I understand your comments concerning the string, but the amount of restoring force in the string would have to be quite considerable for it to produce the end reaction
You can see that at 4 seconds into the video, the restoring force on the string is already reversing the direction of the wooden part's rotation.

, and as I have earlier mentioned, the device works equally well when placed on a thrust bearing so that there is no restoring force at all since it is not attached to a string.
And as I already mentioned, a bearing still involves a force known as friction that will provide a counter torque leading to a similar effect.
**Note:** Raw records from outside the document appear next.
PR #5561, opened 2023-10-19
Fix confusing numbering of versions in the file history widget

vxgmichel:
The versions displayed in the file history widget are confusing since they correspond to the vlob version and not the actual file version. This PR fixes this by enumerating the vlob ids and displaying the version as `<vlob_id_counter>.<vlob_version>`:

Before:
broken-versions

After:
fixed_versions

This fix is enough as the version history will likely change in parsec v3.

### DIFF
--- a/newsfragments/5561.bugfix.rst
+++ b/newsfragments/5561.bugfix.rst
@@ -1,0 +1,1 @@
+Fix confusing numbering of versions in the file history display.


newsfragments/5561.bugfix.rst
FirelightFlagboy, line 1: Could you add the previous and new format ?

parsec/core/gui/file_history_widget.py
```diff
@@ -167,9 +167,15 @@ def on_get_version_success(
         if download_limit_reached:
             self.button_load_more_entries.setVisible(False)
         self.versions_job = None
+        version_counter = 0
+        current_id: EntryID | None = None
         for author, version in versions_list:
+            if version.id != current_id:
+                version_counter += 1
+                current_id = version.id
+            version_string = f"{version_counter}.{version.version}"
```
FirelightFlagboy, line 176: Why not the other way around ?
Why we have the counter first and not the version, I'm confused

newsfragments/5561.bugfix.rst
vxgmichel: Sorry I merged it before I saw your message. This is just a quick fix to avoid confusion anyway, it will change with parsec v3

parsec/core/gui/file_history_widget.py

If you hold a slinky with an outstretched arm and allow it to fully extend so that the end of the slinky is around a foot from the floor, when you let go of the slinky you will observe that the bottom of the slinky 'levitates' for a moment and defies gravity.
Yes, that is quite an interesting experiment, at least as far as it shows that basic physics sometimes gives results that initially seem unintuitive, but I see no relevant relation between it and yours. You have yet to point out anything in your experiment that operates even slightly different from what would be predicted by basic physics, or any useful effect of your device.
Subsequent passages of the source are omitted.